Rectal chlamydia is an increasing public health concern as use of pre-exposure prophylaxis against HIV becomes commonplace. Optimal, evidence-based treatment is critical to halting ongoing transmission. This study will provide the first RCT evidence comparing azithromycin and doxycycline for the treatment of rectal chlamydia. The results of this trial will establish which treatment is more efficacious and inform international management guidelines.
Australian New Zealand Clinical Trials Registry ACTRN12614001125617.
Anogenital Chlamydia trachomatis is the most commonly diagnosed bacterial sexually transmissible infection (STI) with an estimated 131 million new cases of among 15–49 year-olds worldwide in 2012 . In countries that screen both men and women for chlamydia, men account for approximately 40% of all new diagnoses [2–5]. Although these data do not differentiate between urethral, pharyngeal or rectal infection, available prevalence data among men who have sex with men (MSM) report that rectal infection (5.6–8.2%) is more common than urethral infection (2.1–5.4%) [6–9], with the L2b serovariant indicated in Lymphogranuloma venereum (LGV) .

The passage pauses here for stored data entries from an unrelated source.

PR #2383, opened 2023-03-27
Fix migration guide link

aboedo:
Fixes #2382

PR #2384, opened 2023-03-27
redirect to latest version of migration guide

aboedo:
From conversation in https://github.com/RevenueCat/purchases-ios/pull/2383, this creates a file with a redirect that will be used so that we can redirect customers to the latest version of the migration guide.


README.md
```diff
@@ -25,7 +25,7 @@ Sign up to [get started for free](https://app.revenuecat.com/signup).
 *RevenueCat* is the client for the [RevenueCat](https://www.revenuecat.com/) subscription and purchase tracking system. It's 100% `Swift` and compatible with `Objective-C`.
 
 ## Migrating from Purchases v3
-- See our [Migration guide](https://revenuecat-docs.netlify.app/documentation/revenuecat/v4_api_migration_guide)
+- See our [Migration guide](https://revenuecat.github.io/purchases-ios-docs/migration.html)
```
tonidero, line 28: Hmm if we have a migration doc in the future, there might be a conflict with this path... I guess ideally this would be something like `v4_api_migration_guide.html` as it was originally? But we can address that later

tonidero (approved):
Small comment but looking good

README.md
aboedo: yeah, agreed, updated

PR #2385, opened 2023-03-28
Purchases.configure: log warning if attempting to use a static appUserID

MarkVillacampa:
### Checklist
- [X] If applicable, unit tests
- [X] If applicable, create follow-up issues for `purchases-android` and hybrids

### Motivation

Hardcoding the user id is not desirable in almost any scenario, so we want to warn the developer when that happens.

### Description

Following what we did for `Purchases.logIn` in https://github.com/RevenueCat/purchases-ios/pull/1958, detect when `Builder.with(appUserId:)` is called with a static string and log a warning.

### DIFF
--- a/Sources/Purchasing/Configuration.swift
+++ b/Sources/Purchasing/Configuration.swift
@@ -113,8 +113,16 @@ import Foundation
          *
          * - Important: Set this property if you have your own user identifiers that you manage.
          */
+        @_disfavoredOverload
         @objc public func with(appUserID: String?) -> Builder {
             self.appUserID = appUserID
+            return self
+        }
+
+        // swiftlint:disable:next missing_docs
+        public func with(appUserID: StaticString) -> Configuration.Builder {
+            Logger.warn(Strings.identity.logging_in_with_static_string)
+            self.appUserID = "\(appUserID)"
             return self
         }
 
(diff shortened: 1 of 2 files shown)


Sources/Purchasing/Configuration.swift
```diff
@@ -113,11 +113,19 @@ import Foundation
...
+        @_disfavoredOverload
         @objc public func with(appUserID: String?) -> Builder {
             self.appUserID = appUserID
             return self
         }
 
+        // swiftlint:disable:next missing_docs
+        public func with(appUserID: StaticString) -> Configuration.Builder {
+            Logger.warn(Strings.identity.logging_in_with_static_string)
+            self.appUserID = "\(appUserID)"
```
NachoSoto, line 125: I'd delegate this to the other method:

```suggestion
            return self.with(appUserID: "\(appUserID)")
```

Tests/UnitTests/Purchasing/Purchases/PurchasesConfiguringTests.swift
```diff
@@ -158,6 +158,29 @@ class PurchasesConfiguringTests: BasePurchasesTests {
...
+    func testUserIdSringDoesNotLogMessage() {
+        let appUserID = "user ID"
+        let logger = TestLogHandler()
+
+        _ = Purchases.configure(
+            with: .init(withAPIKey: "")
+                .with(appUserID: appUserID)
+        )
+
+        logger.verifyMessageWasNotLogged(Strings.identity.logging_in_with_static_string, level: .warn)
```
NachoSoto, line 181: I recommend removing the level here to make sure it's not logged at _any_ level:

```suggestion
        logger.verifyMessageWasNotLogged(Strings.identity.logging_in_with_static_string)
```

NachoSoto (approved):
Nice 👍🏻

PR #2387, opened 2023-03-29
iOS v3 load shedder integration tests

aboedo:
Added a new test suite for integration tests for the load shedder using iOS v3. 

The way this is set up is a new project under Tests. 
This new project as a Swift Package Manager dependency on the latest iOS v3. 

It has some code that's duplicated from the main integration tests, but honestly it's very minimal, so I don't think it should be an issue. 

The new project includes a StoreKit Configuration file, and a couple of simple unit tests: one for testing getOfferings, one for purchasing the first available package. Dead simple. 

In a follow-up PR I'll actually set this up to run automatically on a schedule. But as it stands right now, this can be used. Just replace the API key with the one for the load shedder app and it works. 

I tested on my machine and it runs successfully. 

The actual setup:
| Project | StoreKit Config file | Running it |
| :-: | :-: | :-: |
| image | image | image |


aboedo:
note: these tests pass correctly locally. However, they're not in CI yet, so the test results you see are from the base PR. 
Also, the base PR will start passing correctly tomorrow, once the offerings cache catches up to a couple of changes I made today.

aboedo:
also, cc @tonidero, maybe this serves as inspiration for multi-version integration testing.

Tests/v3LoadShedderIntegration/v3LoadShedderIntegrationTests/v3LoadShedderIntegrationTests.swift
```diff
@@ -0,0 +1,92 @@
...
+//
+//  Created by Andrés Boedo on 3/29/23.
+
+@testable import Purchases
+import StoreKit
+import StoreKitTest
+@testable import v3LoadShedderIntegration
+import XCTest
+
+final class v3LoadShedderIntegrationTests: XCTestCase {
```
tonidero, line 20: Looks like tests don't like this name?

Tests/v3LoadShedderIntegration/v3LoadShedderIntegrationTests/v3LoadShedderIntegrationTests.swift
```diff
@@ -0,0 +1,92 @@
...
+    func testGetOfferings() async throws {
+        let offerings = try await Purchases.shared.offerings()
+        let offering = try XCTUnwrap(offerings.current)
+        XCTAssert(offering.availablePackages.count > 0)
+        let package = try XCTUnwrap(offering.availablePackages[0])
+        XCTAssert(package.product.productIdentifier == "com.revenuecat.loadShedder.monthly")
+        XCTAssert(offering.identifier == "default")
+    }
+
+    func testPurchasePackage() async throws {
```
tonidero, line 77: Should we have a test for `GetCustomerInfo` after a successful purchase? I guess the load shedder should also return the entitlement info right?

tonidero (commented):
Just a couple comments. As soon as we fix the tests in CI, I think this will be good to go though.

Tests/v3LoadShedderIntegration/v3LoadShedderIntegrationTests/v3LoadShedderIntegrationTests.swift
aboedo: the load shedder always returns 5xx for getCustomerInfo, it doesn't have enough context on any given subscriber to provide accurate data. So having a test for it won't really add anything. 
The idea is that if customerInfo is already in cache, the SDK will return the cached version anyway, so the system should work for all but fresh installs. 
And for the case of fresh installs, well, we're building Offline Entitlements

Tests/v3LoadShedderIntegration/v3LoadShedderIntegrationTests/v3LoadShedderIntegrationTests.swift
aboedo: forgot to push the line with the fix, it just doesn't like class names starting with lowercase

Tests/v3LoadShedderIntegration/v3LoadShedderIntegrationTests/v3LoadShedderIntegrationTests.swift
tonidero: Ah right, makes sense! 👍

Tests/v3LoadShedderIntegration/v3LoadShedderIntegrationTests/v3LoadShedderIntegrationTests.swift
```diff
@@ -0,0 +1,92 @@
...
+
+        Purchases.configure(withAPIKey: self.apiKey,
+                            appUserID: nil,
+                            observerMode: false,
+                            userDefaults: userDefaults)
+        clearReceiptIfExists()
+    }
+
+    func configureTestSession() throws {
+        assert(self.testSession == nil, "Attempted to configure session multiple times")
```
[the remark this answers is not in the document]
aboedo: 🤦 I was running these one at a time in my local machine, so I never ran into it. Great catch!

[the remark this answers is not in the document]
aboedo: surprisingly, it does pass when I run them all at once ¯\\_(ツ)_/¯ but I'll add the teardown to reset this anyway, doesn't hurt

aboedo:
I'm genuinely not sure why tests are failing (other than the linter), since this is a separate project being added and it doesn't modify existing tests. I'll rebase from main to see if anything changes.

aboedo:
oh I see, tests are failing because I accidentally added changes to files from `swiftlint --autocorrect`. Gotta say, quite the disconnect when swiftlint autocorrections cause tests to break.

aboedo:
@tonidero ready for another pass

Tests/v3LoadShedderIntegration/v3LoadShedderIntegrationTests/V3LoadShedderIntegrationTests.swift
```diff
@@ -0,0 +1,94 @@
...
+//      https://opensource.org/licenses/MIT
+//
+//  v3LoadShedderIntegrationTests.swift
+//
+//  Created by Andrés Boedo on 3/29/23.
+
+@testable import Purchases
+import StoreKit
+import StoreKitTest
+@testable import v3LoadShedderIntegration
```
tonidero, line 17: This also doesn't seem to follow convention of starting with uppercase? It might be ok though...

tonidero (approved):
LGTM!

PR #2388, opened 2023-03-30
Add lane for running iOS v3 load shedder integration tests

aboedo:
This adds a fastlane lane to execute load shedder integration tests. 
In a follow-up PR I'll call this lane automatically from CircleCI, on a schedule. 

It won't be a part of regular integration tests, since this logic is tied to v3 and static. So only the load shedder itself is getting tested here.

### DIFF
--- a/fastlane/Fastfile
+++ b/fastlane/Fastfile
@@ -252,7 +252,8 @@ platform :ios do
       previous_text: "REVENUECAT_LOAD_SHEDDER_API_KEY",
       new_text: ENV["REVENUECAT_LOAD_SHEDDER_API_KEY"],
       paths_of_files_to_update: [
-        './Tests/BackendIntegrationTests/Constants.swift'
+        './Tests/BackendIntegrationTests/Constants.swift',
+        './Tests/v3LoadShedderIntegration/v3LoadShedderIntegrationTests/V3LoadShedderIntegrationTests.swift'
       ]
     )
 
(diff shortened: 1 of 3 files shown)


fastlane/Fastfile
```diff
@@ -252,7 +252,8 @@ platform :ios do
       previous_text: "REVENUECAT_LOAD_SHEDDER_API_KEY",
       new_text: ENV["REVENUECAT_LOAD_SHEDDER_API_KEY"],
       paths_of_files_to_update: [
-        './Tests/BackendIntegrationTests/Constants.swift'
+        './Tests/BackendIntegrationTests/Constants.swift',
+        './Tests/v3LoadShedderIntegration/v3LoadShedderIntegrationTests/V3LoadShedderIntegrationTests.swift'
```
tonidero, line 256: Would it be worth separating it to a `Constants` file in the new project as well? Mostly to avoid replacing unintended things

fastlane/Fastfile
```diff
@@ -386,6 +387,22 @@ platform :ios do
...
+  lane :v3_loadshedder_integration_tests do |options|
+    replace_api_key_integration_tests
+    scan(
+      project: "./Tests/v3LoadShedderIntegration/v3LoadShedderIntegration.xcodeproj",
+      scheme: "v3LoadShedderIntegration",
+      derived_data_path: "scan_derived_data",
+      output_types: 'junit',
+      output_style: 'raw',
+      result_bundle: true,
+      configuration: 'Debug',
```
tonidero, line 400: I think running them on `Debug` is enough for now, since we are mostly just testing the interaction with the load shedder, which should be the same 👍

fastlane/Fastfile
```diff
@@ -386,6 +387,22 @@ platform :ios do
     )
   end
 
+  desc "Run LoadShedder tests"
+  lane :v3_loadshedder_integration_tests do |options|
```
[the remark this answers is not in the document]
tonidero: Should we also have a job for v4 to run them on a schedule? We can reuse the existing jobs though, so it's probably ok?

tonidero (approved):

fastlane/Fastfile
aboedo: maybe? It feels a bit YAGNI - the whole file has a single constant, and these are integration tests based on a version of the SDK that's in maintenance mode, so it's not like this test suite is really going to grow over time

fastlane/Fastfile
aboedo: +1. I'm not sure you even _could_ run them on release since we're using `@testable import`, but I haven't really checked. Won't make much of a difference in this case anyway.

fastlane/Fastfile
aboedo: also, the variable is called `REVENUECAT_LOAD_SHEDDER_API_KEY`, I don't feel like we're going to be running into a lot of conflicts with it. 
I'd vote to just keep it like this, as dead simple as possible, until the day comes where we actually start adding more to this and it becomes harder to manage.

PR #2399, opened 2023-04-10
`Xcode 14.3`: fixed compilation errors

NachoSoto:
See also #2397.
Xcode 14.3 introduced the following error:
> Heterogeneous collection literal could only be inferred to '[String : Any]'; add explicit type annotation if this is intentional

### Changes:
- Added explicit types to fix this new error
- Removed unnecessary `@preconcurrency` imports
- Added new `CustomerInfo.emptyInfo` to reduce duplication of same fake `CustomerInfo` creation

### DIFF
--- a/Tests/StoreKitUnitTests/BeginRefundRequestHelperTests.swift
+++ b/Tests/StoreKitUnitTests/BeginRefundRequestHelperTests.swift
@@ -233,9 +233,9 @@ private extension BeginRefundRequestHelperTests {
                 "original_app_user_id": "app_user_id",
                 "original_application_version": "2083",
                 "first_seen": "2019-06-17T16:05:33Z",
-                "non_subscriptions": [:],
+                "non_subscriptions": [:] as [String: Any],
                 "subscriptions": [
-                    "onemonth_freetrial": [:]
+                    "onemonth_freetrial": [:] as [String: Any]
                 ],
                 "entitlements": [
                     "\(mockEntitlementID)": [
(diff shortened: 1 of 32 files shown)


Tests/StoreKitUnitTests/BeginRefundRequestHelperTests.swift
```diff
@@ -233,9 +233,9 @@ private extension BeginRefundRequestHelperTests {
                 "original_app_user_id": "app_user_id",
                 "original_application_version": "2083",
                 "first_seen": "2019-06-17T16:05:33Z",
-                "non_subscriptions": [:],
+                "non_subscriptions": [:] as [String: Any],
```
tonidero, line 236: This is a slightly annoying check... But I guess it's safer 🤷‍♂️

Tests/UnitTests/Identity/CustomerInfoManagerTests.swift
```diff
@@ -29,10 +29,11 @@ class BaseCustomerInfoManagerTests: TestCase {
             "subscriber": [
                 "original_app_user_id": Self.appUserID,
                 "first_seen": "2019-06-17T16:05:33Z",
-                "subscriptions": [:],
-                "other_purchases": [:],
+                "subscriptions": [:]  as [String: Any],
+                "other_purchases": [:]  as [String: Any],
```
tonidero, line 33: Seems like we have a bunch like these in this PR?
```suggestion
                "subscriptions": [:] as [String: Any],
                "other_purchases": [:] as [String: Any],
```

tonidero (approved):
LGTM!

Tests/UnitTests/Identity/CustomerInfoManagerTests.swift
NachoSoto: Fixed, thanks!

PR #2405, opened 2023-04-13
SwiftUI Sample Project: Refactor Package terms method to a computed property

JOyo246:
Note: Not sure if PRs are wanted on Example code.

### Checklist

### Motivation
Noticed that the terms func was just passing the same `package`.

### Description
Testing: Looks like there are no tests for sample code.

This pull request refactors the terms(for package: Package) method in the Package extension to a computed property terms. The change not only improves readability and simplifies access to the package terms, but also eliminates the need to pass a Package instance to a function that belongs to the same Package type, which didn't make sense.
By making these changes, we provide a more streamlined and intuitive approach for developers to access package terms, and eliminate the need for an explicit method call.


aboedo (approved):
Thanks for doing this!! 🎉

The widespread uptake of biomedical prevention such as pre-exposure prophylaxis (PrEP) for HIV is likely to lead to further increases in rectal chlamydia among MSM . Data from PrEP implementation studies in the US and Australia are showing an increased incidence of rectal STIs among MSM using PrEP [12–14]. The NSW PrEP Demonstration Project found an annual incidence of rectal chlamydia of 67.5%  with rates of between 33 and 48% observed in similar projects in the US [12, 13].
Current STI treatment guidelines recommend either azithromycin 1 g single dose or doxycycline 100 mg twice daily for 7 days for the treatment of rectal chlamydia [15–18]. However, there has been increasing concern about the effectiveness of azithromycin for rectal chlamydia with observational studies reporting failure rates of up to 22% [19–22].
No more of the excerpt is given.